Architecture deep dive, custom skills, plugin development → Documentation

Security & Privacy

Pi-tree is local-first — no cloud accounts, no telemetry, no phone-home. API keys are stored on your filesystem and sent only to your chosen provider.

  • 🛡️ Session-scoped permissions — Each session type declares exactly which tools the agent can use. A book reading session gets 5-8 purpose-built tools. No shell. No file editing. No database writes.
  • 📝 Declarative profiles — Capabilities are configured in YAML. exclude_tools: [bash, edit] is the default for all user-facing sessions. Audit them, override them, create your own.
  • 📡 Fully offline — Pair with Ollama for air-gapped operation. No internet required.
  • 📖 Open source — AGPL-3.0. Audit the code, fork it, self-host it.

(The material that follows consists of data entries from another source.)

PR #1507, opened 2026-03-25
Fix DeepCFR advantage network learning

martinboca:
Fix a comparison bug in `_learn_advantage_network` that prevented the network from ever being trained.

Instead of checking whether `info_state` is empty, it compares each element of the array against zero (producing a boolean array), and then checks the length of that boolean array. Since this boolean array always has the same number of elements as the original, the condition is true (except when the original is empty) and the function returns early without training the advantage network.

### DIFF
--- a/open_spiel/python/pytorch/deep_cfr.py
+++ b/open_spiel/python/pytorch/deep_cfr.py
@@ -562,7 +562,7 @@ class DeepCFRSolver(policy.Policy):
         samples = self._advantage_memories[player].experience
 
       # Ensure some samples have been gathered.
-      if len(samples.info_state == 0):
+      if len(samples.info_state) == 0:
         return None
 
       self._optimizer_advantages[player].zero_grad()


lanctot:
Thanks! Do you happen to have any exploitability graphs on, say, Kuhn or Leduc poker that we can look at? It'd be great to verify that it's working as expected on those benchmark games.

alexunderch:
yes, it's a trivial typo -- well-noticed!
it's really a corner case and shouldn't affect learning outcomes for poker, I reckon, because other than the 0th iteration, buffer should contain some data and the condition wouldn't be triggered

martinboca:
@alexunderch Maybe I'm misunderstanding it, but I think this affects learning more than it seems. Since `samples.info_state == 0` returns another array of the same size, the `len(...)`returns the number of samples, always falling into the early return when the buffer contains data.

alexunderch:
@martinboca it would be the case if `samples.info_state` was a list:
```Python
>>> [0, 1, 0, 1, 0] == 0
False
```
However, with `np/jnp.array` (which I believe buffer samples are) it triggers element-wise comparison:
```Python
>>> np.array([0, 1, 0, 1, 0]) == 0
array([ True, False,  True, False,  True])
```

So, it shouldn't really hurt that much, I think.

Update: I missread your message, I am sorry it might be an issue.

alexunderch:
@lanctot 

Benchmarks for Kuhn Poker:
```
I0325 19:29:50.936964 8478404864 deep_cfr_pytorch.py:88] Deep CFR in kuhn_poker - NashConv: 0.036619428131200844
I0325 19:29:50.937295 8478404864 deep_cfr_pytorch.py:94] Computed player 0 value: -0.06 (expected: -0.06).
I0325 19:29:50.937314 8478404864 deep_cfr_pytorch.py:98] Computed player 1 value: 0.06 (expected: 0.06).
```

For Leduc Poker:
```
I0325 19:32:34.604614 8478404864 deep_cfr_pytorch.py:88] Deep CFR in leduc_poker - NashConv: 0.6801337377649047
I0325 19:32:34.633373 8478404864 deep_cfr_pytorch.py:103] Computed player 0 value: -0.14
I0325 19:32:34.633446 8478404864 deep_cfr_pytorch.py:104] Computed player 1 value: 0.14
```

Which are almost indentical to the original benchmarks https://github.com/google-deepmind/open_spiel/pull/1408#issuecomment-3679664851

I think that it is definitely the issue, rightfully found by @martinboca. I think I've got lucky because the algorithm re-initialised value networks really oftern (due to small game tree sizes), and the advanatage updates didn't really have too much impact. 

TLDR; the same line is correctly done in the strategy update correctly, so it should be like that. The results with fixed hyperparams stay consistent. Recommed merging

Update: `flax` implementation doesn't have this check, and maybe - for good.

I am sorry!

lanctot:
Great, thanks for checking. I'll import it!

alexunderch:
This one for sure, but it motivated me to re-check if the advantage updates do their job. If something is wrong, I report separately.

martinboca:
@lanctot @alexunderch Wait. I was running a test and after the fix I got some errors.
```
OpenSpiel exception: /Users/runner/work/open_spiel/open_spiel/open_spiel/algorithms/history_tree.cc:210 policy_prob >= -(ProbabilityDefaultTolerance())
policy_prob = nan, -(ProbabilityDefaultTolerance()) = -1e-09
```

It seems that replacing the old `torch.FloatTensor` with `torch.tensor(..., dtype=torch.float32, ...)` solves this, but let me test more.

alexunderch:
Hmm, I don't get this exception, and the test ran fine, didn't they

@martinboca, can you give something to reproduce?

lanctot:
Ok I'll wait on the import. Take your time. Yes, the CI tests passed.

martinboca:
@lanctot Never mind that `nan` error I just mentioned. It turned out to be an issue with my tests. The PR looks good to me.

Pi-tree's agent is a reading companion, not a general-purpose agent. The permission model reflects that — minimal surface area, scoped by purpose, auditable by design.

Design Philosophy

More on why pi-tree exists → Vision

The short version: AI accelerates people inside their circle of competence and bewilders them outside it. Pi-tree is built to push that circle outward. Every design decision — tree-structured conversations, persistent context, branching exploration, per-source glossaries — serves a single purpose: turning material you can't yet evaluate into material you can.

License

This project is licensed under the GNU Affero General Public License v3.0.